While searching in Google, have you wondered how Google shows up certain websites at top of the other websites? Well if you haven't wondered, this project covers one of the most interesting algorithm called Pagerank which plays crucial role in the recommendation of websites by Google.
It is name of an algorithm in which Google uses it's own formula for ranking websites. The higher is the rank of an website, that much higher is the chance of it appearing at first in reccomendations.

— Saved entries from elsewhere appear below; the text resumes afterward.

PR #570, opened 2022-01-09
Add Deck & Decklist UUIDs

plural:
This is the first step in switching away from auto-incrementing IDs for decks and decklist.

This will prevent sequential scraping and (successfully) guessing at deck and decklist IDs.

We'll need followups for durable permalinks from this version of NRDB to v2.

### DIFF
--- a/src/AppBundle/Command/SetDecklistsUuidCommand.php
+++ b/src/AppBundle/Command/SetDecklistsUuidCommand.php
@@ -1,0 +1,49 @@
+<?php
+
+namespace AppBundle\Command;
+
+use Doctrine\ORM\EntityManagerInterface;
+use Symfony\Component\Console\Input\InputInterface;
+use Symfony\Component\Console\Output\OutputInterface;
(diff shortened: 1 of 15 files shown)


src/AppBundle/Command/SetDecklistsUuidCommand.php
```diff
@@ -0,0 +1,49 @@
...
+        $this
+                ->setName('app:uuid:decklists')
+                ->setDescription('Set a UUID for any decklist missing it.')
+        ;
+    }
+
+    protected function execute(InputInterface $input, OutputInterface $output)
+    {
+		$sql = "UPDATE decklist "
+			. "SET uuid = LOWER(CONCAT("
```
NoahTheDuke: If you imported/brought in a uuid library, we should use it here. There's complicated math that goes into generating them that I don't think you're respecting in this implementation.

plural: hehe, not as much fancy math as you might think!

I fleshed out the command with an explanation and links to the spec.

PR #571, opened 2022-01-16
ID filter tools in new deck page

distributive:
Adds a set of options for specifying format and faction, as well as filtering by name, in the ID selection page for new decks

image

### DIFF
--- a/app/Resources/views/Builder/initbuild.html.twig
+++ b/app/Resources/views/Builder/initbuild.html.twig
@@ -2,28 +2,7 @@
 
 {% block body %}
 
-<script type="text/javascript">
-$(function() {
-    $('.list-group').on('mouseenter touchstart', 'a', function(event) {
-        var card_code = $(this).data('code');
-        var card = NRDB.data.cards.findById(card_code);
-        $('#cardimg').prop('src', card.imageUrl);
-    });
-    $(window).scroll(function() {
-        var scrollingDiv = $("#initIdentity");
-        if(!scrollingDiv.is(':visible')) return;
-        var y = $(this).scrollTop(),
-            maxY = $('footer').offset().top,
-            scrollHeight = scrollingDiv.height(),
-            scrollTop = $(window).scrollTop();
-
-        if(y < maxY - scrollHeight - 200) {
-            scrollingDiv.stop().animate({"marginTop": scrollTop + "px"}, "slow");
-        }
-    });
-});
-
-</script>
+<script src="{{ asset('/js/initbuild.js') }}"></script>
 
 <div class="container">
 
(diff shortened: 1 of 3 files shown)


NoahTheDuke:
Hey hey! Thank you for this! Mind posting some pictures of how it looks/works?

app/Resources/views/Builder/initbuild.html.twig
```diff
@@ -32,18 +32,55 @@ $(function() {
 <div class="col-sm-8">
 <div class="panel panel-default">
   <!-- Default panel contents -->
-  <div class="panel-heading"><b>Choose your identity</b> <span>(🔄  rotated card, 🚫  banned card)</span></div>
+  <div class="panel-heading"><b>Choose your identity</b> <span>(🔄  rotated card, 🚫  banned in standard)</span></div>
```
plural, line 35: nit: as we start to have proper multi-format support, it won't just be standard with bans on the site.

web/js/initbuild.js
```diff
@@ -0,0 +1,87 @@
...
+        var y = $(this).scrollTop(),
+            maxY = $('footer').offset().top,
+            scrollHeight = scrollingDiv.height(),
+            scrollTop = $(window).scrollTop();
+
+        if(y < maxY - scrollHeight - 200) {
+            scrollingDiv.stop().animate({"marginTop": scrollTop + "px"}, "slow");
+        }
+    });
+    function updateFormat(format) {
```
plural, line 34: A small improvement would be to clear out the ID image when the options change.
The ID images sort of linger, even when for example you had moused-over adam, then selected Startup for a format, with a similar effect when switching factions.
not required, but could be nice.

plural (approved):
I patched this in and it is a treat to use!

I have a couple of small suggestions - if you wanna take care of them now, let me know, otherwise, this looks great to me.  

:)

-jason

web/js/initbuild.js
distributive: This is a bit inelegant but I can make it hide the preview when the mouse stops hovering IDs, so you can't see a preview while changing settings

app/Resources/views/Builder/initbuild.html.twig
distributive: I'm not actually sure what the best way to show banned status is. There's an argument for not showing it since cards are filtered by legality anyway, but since the default view is all IDs it might be worth showing some indication.

web/js/initbuild.js
plural: it's up to you.  Let me know if you would like to take a stab at that here or as a followup.  I'm good either way.

distributive: I managed to get it to check if the ID has become invalid each time the list is updated, so if it all looks good now I should be done

plural: yesssssssss.

this looks fantastic!  Merging now.  :)

PR #661, opened 2022-07-14
Brain/core interchangeability

distributive:
This makes it so that searching for "brain damage" or "core damage" in a card's text will get results for both terms. For versatility it specifically looks for "brain d" or "core d", but not "brain" or "core" alone as those would get false matches (e.g. agendas with on-score abilities).

### DIFF
--- a/src/AppBundle/Service/CardsData.php
+++ b/src/AppBundle/Service/CardsData.php
@@ -290,7 +290,6 @@ class CardsData
                     $or = [];
                     // Apply text aliases
                     foreach ($textAliases as $alias => $replacement) {
-                        print ($alias . " " . $replacement . " - ");
                         foreach ($condition as $arg) {
                             if (str_contains($arg, $alias)) {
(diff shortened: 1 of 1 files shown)


src/AppBundle/Service/CardsData.php
```diff
@@ -281,6 +288,16 @@ public function get_search_rows(array $conditions, string $sortorder, string $lo
                     break;
                 case 'x': // text
                     $or = [];
+                    // Apply text aliases
+                    foreach ($textAliases as $alias => $replacement) {
+                        print ($alias . " " . $replacement . " - ");
```
NoahTheDuke: 👀

plural: if this is removed, this works great.  :)

plural (changes requested):

src/AppBundle/Service/CardsData.php
distributive: Oops!

plural (approved):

- At first a graph is constructed in which main website topic is the source and all the hyperlinks are destination nodes connected to source.
- Next by using the below formula iteratively we will calucate page ranks of all the sources without anu deadends( the nodes from which there is no outgoing edge).
(Here important note is ranks are probabilities of importances, so sum of all ranks will be approxly 1 but not exactly 1 as it depriates iteration after iteration.)
- After performing iterations the page with highest rank will be displayed first.
A huge dataset of 40k Wikipedia articles with 1 million hyperlinks (which is in dataset.zip) are used for output and mini dataset of 2k wikipedia articles with 100k hyperlinks (which is in dataset-mini.zip) are used for building the model and testing purposes.
- How the model is implemented is well documented in code in form of comments.
- Top 25 pages with ranks are displayed as output implying they would appear most often in recommender systems of Google search engine.